Page 252 - And the Mountains Echoed (novel)
P. 252
“Pari?”
“Yes, Baba. Is everything okay at the house with you and Hector?”
“Yes. He’s a wonderful young man. He made us eggs. We had them with
toast. Where are you?”
“I’m driving,” I say.
“To the restaurant? You don’t have a shift today, do you?”
“No, I’m on my way to the airport, Baba. I’m picking someone up.”
“Okay. I’ll ask your mother to make us lunch,” he says. “She could bring
something from the restaurant.”
“All right, Baba.”
To my relief, he doesn’t mention her again. But, some days, he won’t stop.
Why won’t you tell me where she is, Pari? Is she having an operation? Don’t lie
to me! Why is everyone lying to me? Has she gone away? Is she in Afghanistan?
Then I’m going too! I’m going to Kabul, and you can’t stop me. We go back and
forth like this, Baba pacing, distraught; me feeding him lies, then trying to
distract him with his collection of home-improvement catalogs or something on
television. Sometimes it works, but other times he is impervious to my tricks. He
worries until he is in tears, in hysterics. He slaps at his head and rocks back and
forth in the chair, sobbing, his legs quivering, and then I have to feed him an
Ativan. I wait for his eyes to cloud over, and, when they do, I drop on the couch,
exhausted, out of breath, near tears myself. Longingly, I look at the front door
and the openness beyond and I want to walk through it and just keep walking.

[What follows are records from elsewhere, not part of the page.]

PR #72, opened 2026-02-16
feat(cycle-033): The Weirding Way — Protocol Convergence & Economic Formalization

deep-name:
## Summary

Cycle-033 implements protocol convergence between arrakis and loa-hounfour, formalizing the economic invariants that protect user funds across the JWT boundary.

- **Sprint 1 (295)**: EntryType const-array unification — single source of truth for billing entry types with DB-level CHECK validation
- **Sprint 2 (296)**: State machine equivalence — formal verification that arrakis's 4 state machines match loa-hounfour definitions, plus branded types (MicroUSD, BasisPoints, AccountId)
- **Sprint 3 (297)**: Conservation properties formalization — 14 invariants (I-1 through I-14) as first-class typed objects with enforcement mechanism classification and 32 property-based tests
- **Sprint 4 (298)**: Cross-system E2E harness — 6-step JWT boundary verification protocol (EdDSA/Ed25519) with 17 integration tests proving conservation holds across system boundaries

### Sprint Breakdown

| Sprint | Status | Files Changed | Tests |
|--------|--------|--------------|-------|
| sprint-1 | ✅ Complete | 3 | 9 conformance |
| sprint-2 | ✅ Complete | 7 | 29 equivalence + 18 branded |
| sprint-3 | ✅ Complete | 5 | 32 conservation properties |
| sprint-4 | ✅ Complete | 5 | 17 cross-system E2E |

**Total: 20 files changed, 106 new tests**

### Key Modules

- `protocol/conservation-properties.ts` — 14 conservation invariants as typed LTL properties
- `protocol/jwt-boundary.ts` — 6-step JWT verification (signature → algorithm → schema → reservation → replay → overspend)
- `protocol/arithmetic.ts` — Branded BigInt types (MicroUSD, BasisPoints, AccountId) with safe arithmetic
- `protocol/state-machines.ts` — 4 state machine definitions with formal equivalence checks

### Addresses

- P0-1: State machine convergence (Sprint 2)
- P0-2: Conservation invariant formalization (Sprint 3)
- P0-3: Cross-system E2E with economic verification (Sprint 4)
- P1-4: Branded type migration (Sprint 2)
- P1-5: Entry type taxonomy (Sprint 1)

## Test plan

- [x] 9 entry-type conformance tests (Sprint 1)
- [x] 29 state machine equivalence tests (Sprint 2)
- [x] 18 branded type safety tests (Sprint 2)
- [x] 32 conservation property tests — 14 positive + 14 counterexample + metadata + BigInt (Sprint 3)
- [x] 17 cross-system E2E tests — JWT boundary verification + conservation assertions (Sprint 4)
- [x] Full regression: 147/148 pass (1 pre-existing liveness failure unrelated to changes)


janitooor:
## Bridgebuilder Review — Cycle-033: "The Weirding Way"

*When you build a bridge, you don't just test if it holds weight. You prove it cannot collapse.*

---

### The Question Behind the Question

Before examining a single line of code, I want to name what I see being built here — because the PR title undersells it.

This is not "protocol convergence." This is the formalization of an **economic constitution** for autonomous agents. The 14 conservation invariants aren't accounting constraints. They're the social contract between agents and the platform, expressed in temporal logic and enforced at every layer from SQLite CHECK constraints to cross-system JWT verification.

Consider what the `lot_invariant` CHECK actually means:

```sql
CONSTRAINT lot_invariant CHECK (available + reserved + consumed = original)
```

This single line says: **money cannot be created or destroyed by computation.** It's the First Law of Thermodynamics for a digital economy. And this PR proves it holds not just within arrakis, but across the trust boundary to loa-finn — which is the hard part.

The question worth asking isn't "does this billing system work correctly?" It's: **"What kind of economic institution are you building, and does the architecture serve that purpose?"**

Having read the web4 manifesto ("money must be scarce, but monies can be infinite"), loa-finn #66 (launch readiness), the Hounfour RFC (#31), and the loa-hounfour formalization release — I believe the answer is yes, with some gaps I'll identify below.

---

### Findings

#### 🏆 PRAISE: Conservation Properties as First-Class Temporal Types

**Files:** `conservation-properties.ts:74-296`
**Severity:** Praise

This is genuinely excellent engineering. Each invariant carries its LTL specification, enforcement mechanism classification, universe/scope, and error taxonomy. This isn't documentation-as-code — it's **specification-as-code**.

```typescript
{
  id: 'I-1',
  name: 'Per-lot conservation',
  ltl: '□(∀lot: lot.available + lot.reserved + lot.consumed = lot.original)',
  enforcedBy: ['DB CHECK', 'Application'],
}
```

**FAANG Parallel:** Google's Spanner team formalized their TrueTime invariants as first-class properties with specific implementation requirements per layer. The insight was that invariants that aren't typed into the system eventually drift — documentation rots, but types don't compile if they're wrong. You've applied the same principle: the `enforcedBy` field creates a contract between the specification and the implementation layer responsible for enforcement.

**Metaphor:** Think of each conservation property like a structural beam specification in a skyscraper blueprint. The blueprint doesn't just say "beam goes here" — it specifies the load rating, material requirement, inspection schedule, and what happens if it fails. Your `ConservationProperty` interface does the same thing for economic invariants.

**For Future Agents:** This pattern (invariant-as-typed-object with enforcement metadata) should be extracted to loa-hounfour as the canonical representation. Right now it lives in arrakis — but it describes *protocol-level* properties that any implementation must satisfy.

---

#### 🏆 PRAISE: Bitcoin's UTXO Model in Credit Lots

**Files:** `CreditLedgerAdapter.ts` (referenced by tests), `conservation-properties.ts:101-128`
**Severity:** Praise

I want to name something that may not be obvious to everyone reading this: **the credit lot model is isomorphic to Bitcoin's UTXO (Unspent Transaction Output) model.**

| Bitcoin UTXO | Arrakis Credit Lot |
|---|---|
| `value` (immutable) | `original_micro` (immutable, I-10) |
| `spent` / `unspent` | `consumed` / `available` / `reserved` |
| Sum of UTXOs = total supply | Sum of lots = total minted (I-4) |
| Transaction consumes inputs, creates outputs | Finalize consumes reserved, creates ledger entries |
| Double-spend prevention | Lot invariant CHECK (I-1) |

This is not a coincidence. Both systems solve the same fundamental problem: **how to track ownership of fungible value without a central balance counter.** The lot model is more nuanced (it supports partial consumption via `reserved` state), but the conservation guarantee is identical.

**Why this matters for web4:** The web4 manifesto envisions "money must be scarce, but monies can be infinite." The lot model is exactly the infrastructure that makes this possible — each lot is a unit of scarcity with cryptographic proof of conservation, while the system can mint new lot types (pool-specific credits, grants, deposits, transfers) as infinite variations.

---

#### ⚠️ HIGH: The Vendoring Gap — Protocol Convergence Is Half-Built

**Files:** `state-machines.ts:20-25`, `VENDORED_FROM`
**Severity:** High (Architectural)

The state machine equivalence tests are well-crafted — SHA-256 drift detection, structural oracle comparison, reachability analysis. But they verify a **snapshot**, not a **protocol**.

```typescript
export const VENDORED_FROM = {
  repo: '0xHoneyJar/loa-hounfour',
  commit: 'd297b0199c04e40c3d5e056fcb3470fd4c342638',
  date: '2026-02-15',
};
```

Right now, arrakis vendors from loa-hounfour. But loa-hounfour PR #2 (The Formalization Release, v4.6.0) is *also* formalizing the same concepts — temporal properties, state machines, aggregate boundaries. The two codebases are converging in parallel but haven't established a **single source of truth** with a **verified import path**.

**FAANG Parallel:** This is the same problem Kubernetes faced when the API types lived in `k8s.io/api` but controllers duplicated type definitions locally. The solution was `k8s.io/client-go` — a generated client that made the canonical types the *only* types. Protocol Buffers solved the same problem for gRPC: define once, generate for all languages.

**Metaphor:** Imagine two cartographers mapping the same territory from different starting points. Their maps converge beautifully — same rivers, same mountains. But without a shared datum point (a geodetic reference), their coordinates don't align exactly. The vendored commit hash is a datum point, but it's a manual one. You need an automated one.

**Suggestion:** The path forward (which loa-hounfour PR #2 already gestures toward with its cross-language constraint JSON files) is:
1. **loa-hounfour** exports canonical definitions as JSON Schema / TypeScript types
2. **arrakis** imports (not vendors) those definitions
3. **CI verifies equivalence** on every PR (not just at vendor time)

This transforms the relationship from "arrakis copies loa-hounfour" to "loa-hounfour defines, arrakis implements, CI verifies" — the protocol-first development pattern from the Bridgebuilder field reports.

---

#### ⚠️ HIGH: JWT Replay Window and Crash Recovery

**Files:** `jwt-boundary.ts:130-134`, `cross-system-conservation.test.ts:74-83`
**Severity:** High (Correctness)

The `IdempotencyStore` interface is clean:

```typescript
export interface IdempotencyStore {
  checkAndRecord(jti: string): boolean;
}
```

And the `MemoryIdempotencyStore` in tests works perfectly. But this is the **most critical interface in the entire JWT boundary**, and it has no specification for:

1. **Persistence guarantee:** If the process crashes after `checkAndRecord` returns `false` but before finalization completes, is the jti recorded? If yes, the legitimate retry will be rejected as replay. If no, the same JWT can be replayed.

2. **Window size:** How long must jtis be remembered? JWT expiration is 5 minutes (`setExpirationTime('5m')` in the factory), but the store has no TTL concept. In production with millions of requests, an unbounded store is a memory leak.

3. **Distributed consensus:** If arrakis runs multiple instances (which it will), the idempotency store must be distributed. Redis `SETNX` is the obvious choice, but the interface doesn't mandate atomicity guarantees.

**FAANG Parallel:** Stripe's idempotency keys (`Idempotency-Key` header) solve exactly this problem. Their solution: store keys in a durable database with a 24-hour TTL, and use database-level atomicity (not application-level) to prevent races. The key insight is that **idempotency and exactly-once delivery are the same problem**, and both require durable storage with TTL.

**Metaphor:** The current implementation is like a security guard with a clipboard. Works great when there's one door and one guard. But when you scale to multiple doors (instances) with multiple guards (processes), the clipboard doesn't synchronize. You need a shared radio frequency (distributed store) with message expiry (TTL).

**Suggestion:** Extend the interface:

```typescript
export interface IdempotencyStore {
  checkAndRecord(jti: string, ttlMs?: number): boolean | Promise<boolean>;
  // Optional: for distributed implementations
  readonly distributed?: boolean;
}
```

And add a test that verifies TTL behavior (jti forgotten after expiry → re-verification succeeds).

---

#### ⚠️ MEDIUM: Race Between Reservation Expiry and JWT Verification

**Files:** `cross-system-conservation.test.ts:89-104`
**Severity:** Medium (Correctness)

The `DbActiveReservations.getReservedMicro` checks `status = 'pending'`:

```typescript
const resRow = this.db.prepare(
  `SELECT status FROM credit_reservations WHERE id = ?`,
).get(reservationId);
if (!resRow || resRow.status !== 'pending') return undefined;
```

But the ExpirationJob can sweep reservations from `pending` to `expired` concurrently. Consider this timeline:

1. `verifyUsageJWT` → Step 4: `getReservedMicro` reads status = 'pending' ✓
2. ExpirationJob sweeps: status → 'expired'
3. `verifyUsageJWT` → Steps 5-6 pass
4. Application calls `ledger.finalize()` → fails because reservation is expired

Conservation isn't violated (I-12 guarantees termination), but the user experience is poor — a valid JWT produces a transient failure.

**FAANG Parallel:** This is the classic "check-then-act" race condition. Google's Bigtable solves it with read-modify-write atomicity via RowMutations. AWS DynamoDB uses conditional writes. For SQLite, the solution is simpler: `BEGIN IMMEDIATE` with the reservation status check inside the transaction.

**Suggestion:** The `verifyUsageJWT` function should either:
- Accept a transaction handle and run the reservation check inside the finalization transaction, or
- Return a `VerifiedClaims` object with a short-lived token that the finalization step validates

---

#### ⚠️ MEDIUM: Conservation Properties Without Runtime Monitor

**Files:** `conservation-properties.ts` (entire file)
**Severity:** Medium (Architecture)

The 14 properties are beautifully specified. The tests prove they hold in specific scenarios. But there's no **runtime monitor** that continuously verifies them.

The `ReconciliationService` runs periodically and checks a subset. But the conservation properties module doesn't *connect* to the reconciliation service — they're parallel formalizations of the same concepts.

```typescript
// conservation-properties.ts says:
{ id: 'I-4', name: 'Platform conservation', enforcedBy: ['Reconciliation-only'] }

// ReconciliationService has:
checkPlatformConservation() // But doesn't reference I-4
```

**FAANG Parallel:** Netflix's Atlas monitoring system doesn't just define metrics — each metric has alert conditions, runbook links, and ownership metadata *in the metric definition itself*. The insight: metrics without alerts are just logs. Properties without monitors are just documentation.

**Suggestion:** Add a `monitoredBy` field to `ConservationProperty`:

```typescript
export interface ConservationProperty {
  // ... existing fields
  monitoredBy?: {
    service: string;
    method: string;
    frequency: 'per-transaction' | 'periodic' | 'on-demand';
  };
}
```

This creates a verifiable link between specification and enforcement — and makes it immediately visible when a property lacks runtime monitoring.

---

#### 🏆 PRAISE: The 6-Step JWT Verification Pipeline

**Files:** `jwt-boundary.ts:168-223`
**Severity:** Praise

The verification pipeline is a textbook defense-in-depth implementation:

```
1. Signature (EdDSA) → 2. Algorithm whitelist → 3. Schema (zod)
→ 4. Reservation check → 5. Replay detection → 6. Overspend guard
```

The ordering is correct and deliberate: cryptographic checks first (cheapest to reject invalid input), business logic checks last (most expensive, require DB access). This is the **fail-fast principle** applied to security verification.

**FAANG Parallel:** This follows the same pattern as Cloudflare's WAF pipeline: TLS validation → IP reputation → rate limiting → rule evaluation → origin request. Each stage filters out a class of invalid requests before the next stage runs. The pipeline architecture means you can add new checks (e.g., geofencing, account-level rate limiting) without restructuring existing ones.

**Teachable Moment:** The `permanent: boolean` flag on `JwtBoundaryError` is a subtle but crucial design decision. It tells the caller whether to retry:

```typescript
// SIGNATURE_INVALID → permanent: true  (cryptographic failure, never recovers)
// KEY_FETCH_FAILED → permanent: false  (network issue, retry may succeed)
```

This is the difference between **deterministic failure** (same input always fails) and **transient failure** (same input might succeed later). Distributed systems literature calls this the distinction between "permanent" and "transient" faults — and getting it wrong causes either infinite retry loops (treating permanent as transient) or premature rejection (treating transient as permanent).

---

#### 📝 MEDIUM: The Migration 060 FK Corruption Bug

**Files:** `cross-system-conservation.test.ts:67-69`
**Severity:** Medium (Correctness/Production Risk)

The comment in the test file reveals a real bug:

```typescript
// Note: 060_credit_lots_tba_source (CREDIT_LOTS_REBUILD_SQL) intentionally omitted.
// Its RENAME breaks credit_ledger's FK to credit_lots when foreign_keys=ON.
// Tests here don't need 'tba_deposit' source_type.
```

This isn't just a test issue — it's a **production migration bug**. When SQLite's `ALTER TABLE RENAME` runs with `foreign_keys=OFF` and `legacy_alter_table=OFF` (default since SQLite 3.26.0), FK references in other tables are automatically updated to point to the renamed table. After the backup is dropped, those FK references become dangling.

The production migration in `060_credit_lots_tba_source.ts` sets `foreign_keys=OFF` but doesn't set `legacy_alter_table=ON`. This means any production database that ran this migration has a `credit_ledger` table whose `lot_id REFERENCES` might point to the wrong table name internally.

**FAANG Parallel:** This is reminiscent of the infamous MySQL 5.7 → 8.0 migration issues where `ALTER TABLE` semantics changed subtly between versions. The lesson: DDL migration code must be tested against the *exact* database engine version used in production, not just "SQLite" in general.

**Suggestion:** File this as a dedicated bug. The fix is to add `PRAGMA legacy_alter_table = ON` before the RENAME in migration 060, or to rebuild credit_ledger after credit_lots rebuild to fix the FK reference.

---

#### 📝 LOW: Branded Types — The Path Not Yet Taken

**Files:** `arithmetic.ts:28-73`
**Severity:** Low (Design Direction)

The branded types are a good start:

```typescript
export type MicroUSD = bigint & { readonly __brand: 'micro_usd' };
export type BasisPoints = bigint & { readonly __brand: 'basis_points' };
export type AccountId = string & { readonly __brand: 'account_id' };
```

But they're used inconsistently. The `CreditLedgerAdapter` still uses raw `bigint` in most places. The `assertMicroUSD` function accepts both `MicroUSD` and `bigint` via overloading, which means the branded type can be bypassed everywhere.

**FAANG Parallel:** Rust's newtype pattern (e.g., `struct MicroUsd(u64)`) solves this more completely because the compiler *requires* explicit conversion. TypeScript's branded types are a weaker guarantee — they prevent accidental assignment but can be cast away with `as`. The Rust ecosystem's experience (particularly in the Solana and Substrate codebases) shows that newtype wrapping of monetary values prevents more bugs than almost any other single technique.

**Teachable Moment:** The value of branded types increases nonlinearly with codebase size. With 5 files, the discipline of "always use MicroUSD, never raw bigint" is maintainable by convention. With 50 files and 5 contributors, convention fails — you need the compiler to enforce it. The investment in migrating all call sites (which Sprint 2 began) pays compounding returns.

---

### Architectural Meditation: The Ostrom Connection

Reading the 14 conservation invariants alongside Elinor Ostrom's **8 Principles for Governing the Commons**, I notice a striking isomorphism:

| Ostrom Principle | Conservation Invariant |
|---|---|
| 1. Clearly defined boundaries | I-1: Per-lot conservation (each lot is a bounded resource) |
| 2. Proportional equivalence | I-5: Budget consistency (spend matches finalization) |
| 3. Collective choice arrangements | I-9: Revenue rule mutual exclusion (governance over distribution) |
| 4. Monitoring | I-4: Platform conservation (reconciliation-only, periodic) |
| 5. Graduated sanctions | JWT error taxonomy (permanent vs. transient, specific error codes) |
| 6. Conflict resolution | I-11: Finalization atomicity (all-or-nothing, no partial states) |
| 7. Minimal recognition of rights | I-8: Terminal absorption (states that cannot be undone) |
| 8. Nested enterprises | I-6/I-7: Transfer and deposit bridges (cross-system linkage) |

This isn't a coincidence. Both the conservation invariants and Ostrom's principles are solutions to the same meta-problem: **how to maintain trust in a shared resource pool when participants have varying levels of autonomy and information.**

The web4 vision of "social monies" requires exactly this kind of governance infrastructure. The 14 invariants are the constitutional law of the arrakis economy. The agents operating within it (loa-finn issue #66) are the citizens. The JWT boundary is the border checkpoint between sovereign systems.

What's missing is what Ostrom would call **the constitutional layer**: the ability for the community to *modify* these invariants through a governed process. The `system_config` state machine (draft → pending_approval → cooling_down → active → superseded) gestures toward this, but it doesn't yet connect to the conservation properties. Could a governance proposal modify `I-5` (budget consistency) to accommodate a new billing model? The architecture should make this possible and auditable.

---

### The Permission Scape: Multi-Model Review as Institutional Design

The conversation around loa-finn #31 (the Hounfour) and loa #247 (Flatline alternatives) suggests something profound: **different review modes serve different epistemic functions.**

- **Flatline** (adversarial multi-model) answers: "What could go wrong?"
- **Bridgebuilder** answers: "What is being built, and does it serve the purpose?"
- **Jazz** (from loa #247) answers: "What wants to emerge from the collaboration?"

These aren't interchangeable. This PR, for example, benefits from Bridgebuilder review precisely because the question "is there a bug?" is less important than "does this architecture serve the web4 vision?" A Flatline review would catch the migration 060 FK bug (and that matters), but it wouldn't connect the conservation invariants to Ostrom's commons governance principles.

The Hounfour's model routing infrastructure makes this possible technically. The deeper question is **institutional**: when should each review mode be used? I'd suggest:

| Phase | Review Mode | Question |
|---|---|---|
| PRD/SDD | Bridgebuilder | Does the design serve the mission? |
| Implementation | Flatline | Are there bugs, security holes, missed requirements? |
| Integration | Jazz | What emerges when systems connect? |
| Launch | Bridgebuilder + Flatline | Both: mission alignment AND correctness |

---

### What I'd Build Next (If I Had One Sprint)

If I had one sprint to advance this work, I wouldn't add features. I'd **close the verification loop**:

1. **Connect conservation properties to ReconciliationService** — each reconciliation check should reference its `ConservationProperty` by ID, creating a traceable link from specification to enforcement
2. **Add a `monitoredBy` field** — make it immediately visible which invariants lack runtime monitoring
3. **Extract to loa-hounfour** — the conservation properties module belongs in the protocol package, not in arrakis. Arrakis implements the properties; loa-hounfour defines them.
4. **Production idempotency store** — Redis-backed, with TTL, with the distributed consensus guarantees the JWT boundary requires

This transforms the conservation properties from "proven correct in tests" to "provably correct in production" — which is the gap between a prototype and an institution.

---

### For the Team

What strikes me most about this PR is not the code quality (which is high) or the test coverage (which is thorough). It's the **ambition of the framing**.

Most billing systems aspire to "don't lose money." This system aspires to "prove, formally, that money cannot be lost — across system boundaries, under adversarial conditions, with BigInt precision, verified by temporal logic." That's a qualitatively different goal. It's the difference between a house with good locks and a house built in a neighborhood with good governance.

The conservation invariants are that governance. The JWT boundary is the trust infrastructure. The branded types are the type-level documentation that the next engineer (human or agent) will need to maintain it.

This is good work. It deserves to converge with loa-hounfour into a single canonical protocol, and it deserves a runtime monitor that makes the formal properties continuously observable. Build those two things, and you have something genuinely rare: an economic protocol with mathematical guarantees, not just operational hope.

*The bridge holds. Now wire it for sensors.*

---

**Verdict: Approved** (with 2 HIGH findings for follow-up)

| Severity | Category | Finding | Status |
|---|---|---|---|
| 🏆 Praise | Architecture | Conservation properties as temporal types | Excellent |
| 🏆 Praise | Architecture | UTXO-isomorphic lot model | Excellent |
| 🏆 Praise | Security | 6-step JWT verification pipeline | Excellent |
| ⚠️ High | Architecture | Vendoring gap — protocol convergence half-built | Follow-up |
| ⚠️ High | Correctness | JWT replay window and crash recovery | Follow-up |
| ⚠️ Medium | Correctness | Race between reservation expiry and JWT verification | Follow-up |
| ⚠️ Medium | Architecture | Conservation properties without runtime monitor | Follow-up |
| 📝 Medium | Correctness | Migration 060 FK corruption — production risk | File bug |
| 📝 Low | Design | Branded types inconsistently adopted | Ongoing |

*— Bridgebuilder*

And then Baba moans in his sleep, and I snap back, simmering with guilt.
“Can I talk to Hector, Baba?”
I hear the receiver transferring hands. In the background, the sound of a
game-show crowd groaning, then applause.
“Hey, girl.”
Hector Juarez lives across the street. We’ve been neighbors for many years
and have become friends in the last few. He comes over a couple of times a
week and he and I eat junk food and watch trash TV late into the night, mostly
reality shows. We chew on cold pizza and shake our heads with morbid
fascination at the antics and tantrums on the screen. Hector was a marine,
stationed in the south of Afghanistan. A couple of years back, he got himself
badly hurt in an IED attack. Everyone from the block showed up when he finally
came home from the VA. His parents had hung a Welcome Home, Hector sign
out in their front yard, with balloons and a lot of flowers. Everyone clapped
when his parents pulled up to the house. Several of the neighbors had baked pies.
People thanked him for his service. They said, Be strong, now. God bless.